Principal Component Analysis (PCA) is an effective tool for dimensionality reduction, transforming high dimensional data into a representation that has fewer dimensions (although these dimensions are not from the original set of dimensions). This new set of dimensions captures the variation within the high dimensional dataset. How do you find this space? Well, PCA is equivalent to determining the breakdown M = L + E, where L is a matrix that has a small number of linearly independent vectors (our dimensions) and E is a matrix of errors (corruption in the data). The matrix of errors, E, has been minimized. One assumption in this optimization problem, though, is that our corruption, E, is characterized by Gaussian noise [1].

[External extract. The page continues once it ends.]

PR #1438, opened 2017-10-17
fix(drawer): Fix typo on `align-items` value

acdvorak:
There is no `flex-center` value; only `flex-start`, `flex-end`, and `center`.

Sparse but large errors affect the recovered low-dimensional space.

Introduction to RPCA

Robust PCA [2] is a way to deal with this problem when the corruption may be arbitrarily large, but the errors are sparse. The idea is to find the breakdown M = L + S + E, where we now have S, a matrix of sparse errors, in addition to L and E. This has been shown to be an effective way for extracting the background of images (the static portion that has a lower dimensionality) from the foreground (the sparse errors). I’ve used this in my own work to extract foreground dolphins from a pool background (I used the ALM method which only provides L and S).

Robust PCA can be solved exactly as a convex optimization problem, but the computational constraints associated with high dimensional data make exact solutions impractical. Instead, there exist fast approximation algorithms. These techniques include the inexact augmented Lagrange multiplier (ALM) method [1] and the alternating direction method of multipliers (ADMM) method [3].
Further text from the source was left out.